The other fellow that passed away was a 'gear head' also like me. We worked on cars together. He was maybe 5 years older than me, but we got along really well probably because we had the same interest. My first car was a '50 Olds Rocket 88 and he drove a Black '62 Olds Convertible named the "Black Widow" painted in white on the side with the web and a big spider on it. Really cool back in those days. We shared tools and went to the junk yards together to get parts because as kids, we couldn't afford new parts. The guy at the one junkyard really liked Jake and me, so he would let us raid his cars for small stuff, like light bulbs for in the dash or maybe hinges, or lenses and stuff like that. I once got a speedometer cable from him no charge. Just really great times.

Awww the memories. Where does time go? Why is it we always think we have all the time in the world to go visit people and then never get around to it, until we go to their funeral? I will admit that I am one of those procrastinators that always think to myself that I have to go see so and so someday. Yeah, someday. At the funeral. 

If you are guessing that I am feeling a little low and maybe a little guilty, you would be correct, but it helps to share these things with someone during times like this. And, as I said one other time in this forum, it is situations like this that I have problems of letting go and moving on. I feel that I should have been here for the funerals to at least say good-bye. I did call and apologize to their wives, but there is still a void. Same thing when I left Vietnam and was injured. They sent me home and my guys were left there to do my end of the job. Even though I left only one month early, I still feel guilty to this day. Forgiving yourself for me is really a hard thing to do. Forgiving, letting go and moving on are the three things that I just never over-came in my life. 

I apologize for the length of this post and hope I didn't bore anyone, but not everyone understands these types of things.


----------



## Twixie (Sep 19, 2014)

What a good post OM..Full of love...one thing we cannot do is turn the clock back..remember them in your hearts photo album..

We all do things we regret..selfishness..indifference..

I, too, have the habit of leaving people, promising I will stay in touch..I never do..

You are not alone..:love_heart:


----------



## hollydolly (Sep 19, 2014)

awwww OM, I am so sorry for your loss of 2 good lifelong friends, and how upsetting it must be for you to not have known of their passing until now.

I think many of us have been in a similar position where a friend has passed when we've always promised ourselves we'd catch up with them soon..and haven't , and it's a big regret.

Perhaps the lesson to learn from it is simply not to put off until tomorrow what we can do today..and stick to it.

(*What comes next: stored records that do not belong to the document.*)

PR #14286, opened 2022-03-30
Updating design-tokens to 1.5.1

georgewrmarshall:
## Explanation

Updating `@metamask/design-tokens` to `v1.5.1` which includes these updates:

- dark theme background.default and background.alternative values are swapped
- dark theme overlay colors are black instead of white. Same as light mode

**NOTE: This does not effect any default theme / light theme colors ONLY dark theme**

### Before

Screen Shot 2022-03-30 at 3 52 53 PM

### After

Screen Shot 2022-03-30 at 3 57 07 PM

### DIFF
--- a/package.json
+++ b/package.json
@@ -115,7 +115,7 @@
     "@material-ui/core": "^4.11.0",
     "@metamask/contract-metadata": "^1.31.0",
     "@metamask/controllers": "^27.0.0",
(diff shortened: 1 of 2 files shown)


darkwing (approved):
Wow, I love this!

brad-decker (approved):

PR #14288, opened 2022-03-30
Update version parsing to allow rollback release

Gudahtt:
## Explanation

When we want to rollback a release on Chrome, sometimes we use the fourth part of the version for the rollback release. This is because the Chrome web stores does not directly allow rolling back, but instead requires us to re-submit the release we want to roll back to with a higher version number.

The manifest version parsing now allows for a fourth version part.

The comments have also been updated to be more descriptive, and to fix a minor inaccuracy.

## Manual testing steps

- Try adding a fourth part to the version number in `package.json` (e.g. "v10.12.2.1").
- Ensure that the extension can connect to dapps, that there are no background console errors, and that the "About" page renders the version properly.


ryanml (dismissed):

app/scripts/platforms/extension.js
```diff
@@ -90,13 +90,17 @@ export default class ExtensionPlatform {
       if (versionParts.length < 4) {
         throw new Error(`Version missing build number: '${version}'`);
       }
-      // On Chrome, a more descriptive representation of the version is stored
-      // in the `version_name` field for display purposes.
+      // On Chrome, a more descriptive representation of the version is stored in the
+      // `version_name` field for display purposes. We use this field instead of the `version`
+      // field on Chrome for for non-main builds (i.e. Flask, Beta) because we want to show the
```
darkwing, line 95: `for for`

darkwing (changes requested):
Tiniest, most infuriating nit ever.

app/scripts/platforms/extension.js
Gudahtt:
```suggestion
      // field on Chrome for non-main builds (i.e. Flask, Beta) because we want to show the
```

Gudahtt: Thanks!

darkwing (approved):

brad-decker (approved):
LGTM. Tested locally as well.

PR #16676, opened 2022-11-24
Display large and small numbers as decimals instead of scientific notation on token allowance confirmation screens

### LINKED ISSUE #16427: Display large and small numbers as decimals instead of scientific notation on token allowance confirmation screens
## Background
The new token allowance flow is ready 🤩🚀 and to better inform users of the exact value the dapp is proposing to them, we should display larger and small numbers as decimals instead of scientific notation. This is important as during user testing, seeing the whole number had a significant impact on the users and we're also frequently told the scientific notation we currently show is not really readable.

## Acceptance criterias
1. Very large numbers are shown as decimals instead of scientific notation. 
2. Very small numbers are also shown as decimals instead of scientific notation.

## Steps to reproduce
1. Go to https://etherscan.io/token/0x6b175474e89094c44da98b954eedeac495271d0f#writeContract
2. Connect your wallet
3. Under `approve` input any address and a number like `98768451321654687654231324674654213213435453435` or `98768451321`
4. Click on write
5. On the MetaMask popup, click on `Use default` or paste in that same number in the spending cap field
6. Notice how the number is displayed in scientific notation

adnansahovic:
## Explanation

Very large numbers are shown as decimals instead of scientific notation.
Very small numbers are also shown as decimals instead of scientific notation.

* Fixes #16427

### Before

https://user-images.githubusercontent.com/63151811/204797905-0e2a0d90-8c3a-430b-9a67-e09416a82927.mov

https://user-images.githubusercontent.com/63151811/204799265-abeee06c-3b86-4a09-8d19-ca9cbbef96a2.mov

### After

https://user-images.githubusercontent.com/63151811/204801910-57811c8d-7694-44f0-b803-4c425ad84ed8.mov

### Etherscan
1. Unlock MetaMask
2. Go to `Settings -> Experimental`
3. Turn `ON` toggle button for `Improved token allowance experience`
4. Go to https://etherscan.io/token/0x6b175474e89094c44da98b954eedeac495271d0f#writeContract
5. Connect your wallet
6. Under approve input any address and a number like `98768451321654687654` or `98768451321` or any other number 
7. Click on write
8. On the MetaMask popup, click on `Use default` or paste in that same number in the spending cap field
9. Notice how the number is displayed correctly.

### Test-Dapp
1. Unlock MetaMask
2. Go to `Settings -> Experimental`
3. Turn `ON` toggle button for `Improved token allowance experience`
4. Open the test dapp https://metamask.github.io/test-dapp/
5. Connect your wallet (click on `Connect` button in `Basic Actions` section)
6. Under the `Send Tokens` section, click on `Create Token`
7. Wait for transaction to be confirmed and click on `Approve Tokens`
or
8. Wait for transaction to be confirmed and click on `Approve Tokens Without Gas`
9. Wait for `Token Allowance` screen is displayed and rendered.
10. Enter a number, something like `98768451321654687654` or `98768451321` or any other number, and notice how the number is displayed correctly.


mirjanaKukic:
Verified by QA

bschorchit:
Ooh, thank you for finding and fixing that bug too! 👌

ui/components/app/custom-spending-cap/custom-spending-cap.js
```diff
@@ -146,25 +159,24 @@ export default function CustomSpendingCap({
...
             }
           >
             <FormField
-              numeric
               dataTestId="custom-spending-cap-input"
               autoFocus
               wrappingLabelProps={{ as: 'div' }}
               id={
-                value > (currentTokenBalance || error)
+                Number(value) > (currentTokenBalance || error)
```
jpuri, line 172: I have a doubt, will `Number(...)` be able to take care of very big numbers ?

adnansahovic: Hi @jpuri, See the current situation in the video. This is an enormous number... Do you have any suggestions or should it stay as it is currently on develop?

https://user-images.githubusercontent.com/63151811/206159552-1c0953eb-338b-4e52-89f1-ed25d7b0fadc.mov

brad-decker: The suggestion would be that we should use our number utilities, first off can you tell me what *type* of value 'currentTokenBalance' is? Is it a plain javascript number? Typically we have these as BigNumbers or BNs or even strings that need to be converted to BigNumbers/BN so that they can be compared/manipulated. 

Currently if  a user happens to have more than `9007199254740991` of a token the conversion to a number will break down the accuracy of the number and the comparison against their  total will be incorrect. That is what @jpuri is saying when she asks if it can handle very big numbers.

Number('10000000000000000000000000000000') will return a number but the accuracy of the conversion is not guaranteed and comparisons with that number and another number are also not guaranteed. MAX_SAFE_INTEGER is a constant specified by the language constraints of JavaScript. Anything over that target `9007199254740991` (currently) will not guarantee accurate results. So the advice here would be to convert the strings using `conversionGreaterThan` from `shared/modules/conversion.utils.js` which has examples throughout the codebase on usage, here is one:
```
  return conversionGreaterThan(
    { value: minimumTxCostInHexWei, fromNumericBase: 'hex' },
    { value: ethBalance, fromNumericBase: 'hex' },
  );
```

in this we are converting two numbers that are hexes to BigNumber types so that they can be accurately compared regardless of how high the value goes.

danjm: @VSaric @adnansahovic I agree with @brad-decker here

It would be good if we could replace all cases of ` > ` comparisons with our helper function that uses bignumber internally `conversionGreaterThan`

To simplify things in these files, you could create a wrapper around the `conversionGreaterThan` function that sets `fromNumericBase` to `'dec'` for both numbers, so that you can just call something like `decConversionGreaterThan(tokenValue, currentTokenBalance)`

Or that might be unecessary if you do the comparison once and store the result in a variable and then use that variable throughout the file (because it seems we are doing the same comparison throughout the file)

ui/components/app/custom-spending-cap/custom-spending-cap.js
```diff
@@ -146,25 +182,43 @@ export default function CustomSpendingCap({
         >
           <label
             htmlFor={
-              value > (currentTokenBalance || error)
+              conversionGreaterThan(
```
danjm, line 185: The same call appears three times in this file:
```
conversionGreaterThan(
                { value: Number(value), fromNumericBase: 'dec' },
                { value: Number(currentTokenBalance), fromNumericBase: 'dec' },
              )
```
Could you store that in a variable, and then use the variable throughout?
```
const valueIsGreaterThanBalance = conversionGreaterThan(
                { value: Number(value), fromNumericBase: 'dec' },
                { value: Number(currentTokenBalance), fromNumericBase: 'dec' },
              )
              ```

File: ui/components/ui/review-spending-cap/review-spending-cap.js [hunk 3]
```diff
@@ -64,7 +65,13 @@ export default function ReviewSpendingCap({
                   color={COLORS.TEXT_ALTERNATIVE}
                   className="review-spending-cap__heading-title__tooltip"
                 >
-                  {tokenValue > currentTokenBalance &&
+                  {conversionGreaterThan(
```
danjm, line 68: Same as my comment above, store the result of this `conversionGreaterThan` call in a variable and use it through the component

ui/pages/token-allowance/token-allowance.js
```diff
@@ -94,26 +98,24 @@ export default function TokenAllowance({
...
+  const customTxParamsData = Number(customTokenAmount)
     ? getCustomTxParamsData(data, {
         customPermissionAmount,
         decimals,
       })
     : null;
 
-  let fullTxData = { ...txData };
-
-  if (customTxParamsData) {
```
danjm, line 108: Why is this if block that modifies the `fullTxData` to include `customTxParamsData` being removed?

danjm (changes requested):
Most of the code looks good, left a question about code removal in token-allowance.js

ui/pages/token-allowance/token-allowance.js
danjm: @VSaric do you know why this code is removed?

danjm: Okay, I can't see VSaric's comment here, but it was explained in slack that this removal was meant to fix a bug whereby if decimal numbers are entered for a custom amount, the approval transaction fails.

The problem with this code removal is that this is the code that adds the custom amount to the transaction data. So if this code is removed, the approval amount that is submitted will be the dapp proposed or default amount, not the custom amount the user entered.

danjm: the bug this intended to fix is shown in the attached video. The problem is that we are not properly converting decimals numbers with precision < 0 to hex numbers. The proper fix to this bug is to fix that problem.


Uploading Screen Recording 2022-12-20 at 15.59.45.mov…

danjm: In fact, I think the problem here is that the test case that resulted in the error entered more decimal numbers than the token allows, which causes the problem with a decimal point within the hex value/data.

So the proper fix here is to prevent the user from enter more numbers in the decimal place than the token has decimals.

So for example @VSaric, if the token's decimals are 4 (as is the case of the contract deployment from our test dapp), then the user should not be allow to enter `1.12345` but should be allowed to enter `1.1234`

Can you remove this code change so that `fullTxData` is set as it was before, and then create a separate PR for validating / restricting the number of digits after the decimal point that the user can enter?

VSaric: Yes, I will set `fullTxData` as it was before right away! Thank you @danjm  for clarifying this!

VSaric: @danjm I added `replaceCommaToDot` function and set `fullTxData` as it was before in my latest commit. Now users can enter numbers with comma (`,`) and dot (`.`) and it will work as expected. If users entered, for example, `1,1234` transaction data will change. The approval amount that is submitted will be the custom amount the user entered, so it will adds the custom amount to the transaction data. Done [here](https://github.com/MetaMask/metamask-extension/pull/16676/commits/17e5277ca6c596eaf572ce445866a12adf5d9067).

VSaric: I also started to work for validating / restricting the number of digits after the decimal point that the user can enter like @danjm mention [here](https://github.com/MetaMask/metamask-extension/pull/16676#discussion_r1054314334) and I will create a separate PR for this.

jpuri:
Code change look good, nice work. Since this is important change. I would suggest another round of QA on the PR before merging.

bschorchit:
> Code change look good, nice work. Since this is important change. I would suggest another round of QA on the PR before merging.

@seaona could you help us with that?

ui/pages/token-allowance/token-allowance.js
```diff
@@ -50,6 +51,9 @@ import { useGasFeeContext } from '../../contexts/gasFee';
 import { getCustomTxParamsData } from '../confirm-approve/confirm-approve.util';
 import { setCustomTokenAmount } from '../../ducks/app/app';
 import { valuesFor } from '../../helpers/utils/util';
+import { calcTokenAmount } from '../../../shared/lib/transactions-controller-utils';
+
+const MAX_UNSIGNED_256_INT = new BigNumber(2).pow(256).minus(1).toString(10);
```
brad-decker, line 56: We have now duplicated this BigNumber, can we elevate this to a constant in shared/tokens maybe? I'm assuming this is the maximum allowable value for a token allowance? If thats the case can we do something like: MAX_TOKEN_ALLOWANCE_AMOUNT so that its clearer what the value is?

brad-decker (changes requested):

ui/pages/token-allowance/token-allowance.js
jpuri: I agree, small generic methods and also constants like `const regex = /^[0-9]{1,}([,.][0-9]{1,})?$/u;` can be moved to shared code.

VSaric: @brad-decker @jpuri Done [here](https://github.com/MetaMask/metamask-extension/pull/16676/commits/0b21618422d67ff022882000efc594ebd62fbd2c).

shared/constants/tokens.js
```diff
@@ -39,3 +40,8 @@ export const STATIC_MAINNET_TOKEN_LIST = Object.keys(contractMap).reduce(
 
 export const TOKEN_API_METASWAP_CODEFI_URL =
   'https://token-api.metaswap.codefi.network/tokens/';
+export const MAX_TOKEN_ALLOWANCE_AMOUNT = new BigNumber(2)
+  .pow(256)
+  .minus(1)
+  .toString(10);
+export const regex = /^[0-9]{1,}([,.][0-9]{1,})?$/u;
```
brad-decker, line 47: regex is not a descriptive name for this, and also the standard is upper case for constants

brad-decker (changes requested):

shared/constants/tokens.js
VSaric: @brad-decker You are right, sorry for the poor name. Do you know maybe how can I call this? Maybe INPUT_VALUE_REGEX or TOKEN_ALLOWANCE_VALUE_REGEX?

VSaric: In my [latest commit](https://github.com/MetaMask/metamask-extension/pull/16676/commits/1aef7377e096dc77adfbdc45f031da6c00477d00) I renamed that constant to `TOKEN_ALLOWANCE_VALUE_REGEX`. If you have some better suggestion please comment and I will rename it again. Thank you in advance @brad-decker!

brad-decker (dismissed):

dzfjz:
Verified by QA

ui/pages/token-allowance/token-allowance.js
```diff
@@ -94,9 +97,21 @@ export default function TokenAllowance({
...
+  const maxTokenAmount = calcTokenAmount(MAX_TOKEN_ALLOWANCE_AMOUNT, decimals);
+  if (customTokenAmount.length > 1 && Number(customTokenAmount)) {
+    const customSpendLimitNumber = new BigNumber(customTokenAmount);
+    if (customSpendLimitNumber.greaterThan(maxTokenAmount)) {
+      customPermissionAmount = 0;
+    }
+  }
 
-  const customTxParamsData = customTokenAmount
+  const customTxParamsData = Number(replaceCommaToDot(customTokenAmount))
```
danjm, line 114: can we just check `customPermissionAmount` here? instead of `Number(replaceCommaToDot(customTokenAmount))`?

VSaric: Yes we can @danjm! Thank you! Done [here](https://github.com/MetaMask/metamask-extension/pull/16676/commits/b86cffca83aec2a922db38f8e7bb36936cf9ac0d).

brad-decker (approved):

danjm (approved):
LGTM, I did some manual QA as well

PR #16682, opened 2022-11-24
Added eth spec as npm package and use it for testing

BelfordZ:
makes use of https://raw.githubusercontent.com/ethereum/execution-apis/assembled-spec/openrpc.json in testing network clients


BelfordZ:
Seems like the depcheck wont pass until https://github.com/ethereum/execution-apis/issues/71 is implemented

Gudahtt:
This looks great!

I'm not excited about us pulling in a git dependency though. We can publish it to npm ourselves under our namespace if they won't.

PR #16684, opened 2022-11-25
Not use hardware keyring classes when initializing KeyringController in extension MV3 version

### LINKED ISSUE #16674: [Bug]: login fails when moving from mv2 to mv3
### Describe the bug

The changes to keep user loggedin in MV3 are merged now [PR](https://github.com/MetaMask/metamask-extension/pull/15558).

An issue now noticed is that if user is moving from mv2 to mv3 extension they are not able to login into extension but need to use seed phrase to recover their account once. Login gives following error:

Error Image

More details here: https://github.com/MetaMask/metamask-extension/pull/15558#issuecomment-1324500449

This issue is blocker for MV3 Beta release.

jpuri:
Partially fixes: https://github.com/MetaMask/metamask-extension/issues/16674
For fix to be completed we need to merge this PR also: https://github.com/MetaMask/KeyringController/pull/169/files#diff-e727e4bdf3657fd1d798edcd6b099d6e092f8573cba266154583a746bba0f346R700

For MV3 we do not pass hardware wallet classes to keyring controller.

### DIFF
--- a/app/scripts/metamask-controller.js
+++ b/app/scripts/metamask-controller.js
@@ -585,12 +585,15 @@ export default class MetamaskController extends EventEmitter {
       await opts.openPopup();
     });
 
-    const additionalKeyrings = [
-      TrezorKeyring,
-      LedgerBridgeKeyring,
-      LatticeKeyring,
-      QRHardwareKeyring,
-    ];
+    let additionalKeyrings = [];
+    if (!isManifestV3) {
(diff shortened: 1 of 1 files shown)


darkwing (approved):
This is a really nice solution!  One suggestion: could we add a comment here as to why we're doing this?

brad-decker (approved):

PR #16693, opened 2022-11-25
Moved subscribe and filter into network controller

### LINKED ISSUE #16573: Move subscription/filter middleware into network client
Our middleware for handling subscription and filter-related methods (`eth-json-rpc-filters`) currently lives in our RPC pipeline _ahead_ of the network stack. This is network middleware, it belongs in the network client with the rest of the network middleware.

BelfordZ:
Our middleware for handling subscription and filter-related methods (`eth-json-rpc-filters`) currently lives in our RPC pipeline ahead of the network stack. This commit moves this middleware to the network client middleware instead. There are two reasons for this change. First, this middleware wraps RPC methods that are supported by the network. Second, it is necessary for this middleware to live with the network client so that it will aid us in unifying the NetworkController in this repo and the NetworkController in the `controllers` repo.

---

Fixes: #16573


app/scripts/controllers/network/createJsonRpcClient.js
```diff
@@ -19,11 +21,22 @@ const getTestMiddlewares = () => {
 export default function createJsonRpcClient({ rpcUrl, chainId }) {
   const fetchMiddleware = createFetchMiddleware({ rpcUrl });
   const blockProvider = providerFromMiddleware(fetchMiddleware);
+
+  // create subscription polyfill middleware
```
Gudahtt, line 25: Nit: was this comment added in the wrong place? Was there a reason it was added here but not in the Infura client?

Gudahtt (dismissed):
LGTM!

Though we should manually test that this works (I haven't done that yet). I don't think these methods are covered by any e2e tests or our test dapp, unfortunately.

Gudahtt:
We should come up with test instructions so that QA has something to go by.

mcmire (dismissed):
Anything that we add to the network client files we need to make sure is covered in the network client integration tests.

I can work on this.

mcmire:
@Gudahtt Sure, as long as we don't forget about it.

mcmire (approved):

Gudahtt:
@mcmire I added a ticket here: https://github.com/MetaMask/metamask-extension/issues/16899

brad-decker:
@BelfordZ is this ready to be merged?

mcmire:
I was asked to help with manually testing this PR, and to do this, I've been adding some more buttons and things to the test dapp so we can test the filter and subscription middleware. However, I don't think all of the filter middleware works as intended. I've added a couple of issues around this: https://github.com/MetaMask/eth-json-rpc-filters/issues/80, https://github.com/MetaMask/eth-json-rpc-filters/issues/81. So I'm not able to test all of the functionality but only some of it. I haven't tested the subscription middleware yet, but I will do that tomorrow.

mcmire:
Here are the changes for the test dapp which allow us to test filters and subscriptions: https://github.com/MetaMask/test-dapp/pull/202

I used this on this branch and it seems that there are some issues:

* When creating a log filter, I get this JSON-RPC response: `{"jsonrpc":"2.0","error":{"code":-32600,"message":"invalid json request"}}`
* Creating a block filter works just fine
* When creating a subscription (either way), I get this response: `The method "eth_subscribe" does not exist / is not available.`

mcmire (dismissed):
Marking this as changes requested. I can look into this tomorrow.

app/scripts/metamask-controller.js
```diff
@@ -3920,8 +3906,6 @@ export default class MetamaskController extends EventEmitter {
     ///: END:ONLY_INCLUDE_IN
 
     // filter and subscription polyfills
```
Gudahtt, line 3908: This comment was regarding the removed lines - it should also be removed.
```suggestion
```

app/scripts/controllers/network/createInfuraClient.js
```diff
@@ -31,8 +42,10 @@ export default function createInfuraClient({ network, projectId }) {
     createRetryOnEmptyMiddleware({ blockTracker, provider: infuraProvider }),
     createBlockTrackerInspectorMiddleware({ blockTracker }),
     infuraMiddleware,
+    filterMiddleware,
```
Gudahtt, line 45: Oh no! I just realized, the order has changed here. These should be first in the list, but they're last. That probably explains the errors.

mcmire: Ah :)

app/scripts/controllers/network/createInfuraClient.js
```diff
@@ -23,6 +25,15 @@ export default function createInfuraClient({ network, projectId }) {
   const infuraProvider = providerFromMiddleware(infuraMiddleware);
   const blockTracker = new PollingBlockTracker({ provider: infuraProvider });
 
+  const filterMiddleware = createFilterMiddleware({
+    infuraProvider,
+    blockTracker,
+  });
+  const subscriptionManager = createSubscriptionManager({
+    infuraProvider,
```
Gudahtt, line 33: The provider parameters have the wrong names here:
```suggestion
    provider: infuraProvider,
    blockTracker,
  });
  const subscriptionManager = createSubscriptionManager({
    provider: infuraProvider,
```

app/scripts/controllers/network/createJsonRpcClient.js
```diff
@@ -19,11 +21,22 @@ const getTestMiddlewares = () => {
...
     ...blockTrackerOpts,
     provider: blockProvider,
   });
 
+  const filterMiddleware = createFilterMiddleware({
+    blockProvider,
+    blockTracker,
+  });
+  const subscriptionManager = createSubscriptionManager({
+    blockProvider,
```
Gudahtt, line 36: The provider parameters have the wrong names here:

```suggestion
    provider: blockProvider,
    blockTracker,
  });
  const subscriptionManager = createSubscriptionManager({
    provider: blockProvider,
```

Gudahtt (commented):
It seems that the subscription middleware is failing because it used to be _before_ the permission middleware, but now it's _after_, and the subscription methods are missing from the list of unrestricted methods (in `app/scripts/controllers/permissions/specifications.js`, the `unrestrictedMethods` variable).

Gudahtt:
In testing out this PR, even with the suggestions I made above applied locally, I'm still having trouble getting subscriptions to work. It looks like there are two distinct problems: notifications are not propagating correctly from the network client to the dapp, and we're seeing occasional empty block responses from Infura that are resulting in the request failing.

For the empty block responses problem, this is happening due to a race condition between `getLatestBlock` and `getBlockByNumber` - there's a period of time during which the latest block number cannot be retrieved by `getBlockByNumber`,it lags behind slightly. This is what the `retryOnEmpty` middleware was doing for us - it would automatically retry.

We'll need to move these middleware up a level, into the network controller, so that we can pass them a `provider` that includes the `retryOnEmpty` middleware.

app/scripts/metamask-controller.js
```diff
@@ -3920,8 +3906,6 @@ export default class MetamaskController extends EventEmitter {
     ///: END:ONLY_INCLUDE_IN
```
Gudahtt, line 3907: I was able to fix the subscriptions by forwarding logs from the provider to this provider engine, like this:

```suggestion

    // forward notifications from network provider
    provider.on('data', (error, message) => {
      if (error) {
        // This should never happen, this error parameter is never set
        throw error;
      }
      engine.emit('notification', message);
    });
```

mcmire: Moved this up a bit but added here: [469bbed](https://github.com/MetaMask/metamask-extension/pull/16693/commits/469bbed580be40d466cc76a97d7910f727eea5cb)

app/scripts/controllers/network/createJsonRpcClient.js
mcmire: Corrected here: [469bbed](https://github.com/MetaMask/metamask-extension/pull/16693/commits/469bbed580be40d466cc76a97d7910f727eea5cb)

app/scripts/controllers/network/createInfuraClient.js
mcmire: Corrected here: [469bbed](https://github.com/MetaMask/metamask-extension/pull/16693/commits/469bbed580be40d466cc76a97d7910f727eea5cb)

app/scripts/controllers/network/createInfuraClient.js
mcmire: Made sure to put these first here: [469bbed](https://github.com/MetaMask/metamask-extension/pull/16693/commits/469bbed580be40d466cc76a97d7910f727eea5cb)

app/scripts/metamask-controller.js
mcmire: Removed here: [e51455a](https://github.com/MetaMask/metamask-extension/pull/16693/commits/e51455a36612ef7a1feb40880863e74c77b0b7f5)

app/scripts/controllers/network/createJsonRpcClient.js
mcmire: Removed here: [e51455a](https://github.com/MetaMask/metamask-extension/pull/16693/commits/e51455a36612ef7a1feb40880863e74c77b0b7f5)

app/scripts/controllers/network/network-controller.js
```diff
@@ -447,13 +452,30 @@ export default class NetworkController extends EventEmitter {
   }
 
   _setNetworkClient({ networkMiddleware, blockTracker }) {
+    const networkProvider = providerFromMiddleware(networkMiddleware);
```
mcmire, line 455: @Gudahtt Is this what you were looking for? After this I am not sure if I would be able to tell the difference between the "MetaMask middleware" and the "network middleware", but I guess this feels better...

Gudahtt: Yeah this is exactly what I had in mind!

The "metamask middleware" is being removed in this PR: https://github.com/MetaMask/metamask-extension/pull/16863 . It won't be here long.

Gudahtt (approved):
LGTM!

brad-decker (approved):

jpuri (approved):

Don't beat yourself up with guilt about things in the past you haven't the control to change, it only holds you back and affects no-one but yourself..let it go, and live on the memory of the good times.


----------



## SeaBreeze (Sep 19, 2014)

Oldman, my condolences for the loss of your friends.  I understand what you're saying, and I too have felt guilt and regret in the past when close relatives in other states passed on, and the most I could do is attend the funeral.  A visit when they were still here with us would have been so much better for both them and me.  

 It is hard to forgive yourself and have some closure, but we should still try to make that happen.  You're a good person, and others know that.  I'm sure your friends and their wives hold no ill feelings, and you shouldn't either.  It's easy to regret things we did or didn't do in the past, but it's a waste of precious moments of life in our 'now'.  Better, in my opinion, to just appreciate the good times you had, and cherish those wonderful memories...hugs. :love_heart:


----------



## GeorgiaXplant (Sep 19, 2014)

It's hard to lose friends, be they old or new. I'm another one who promises to keep in touch, and it often doesn't happen. Thank heaven for Facebook!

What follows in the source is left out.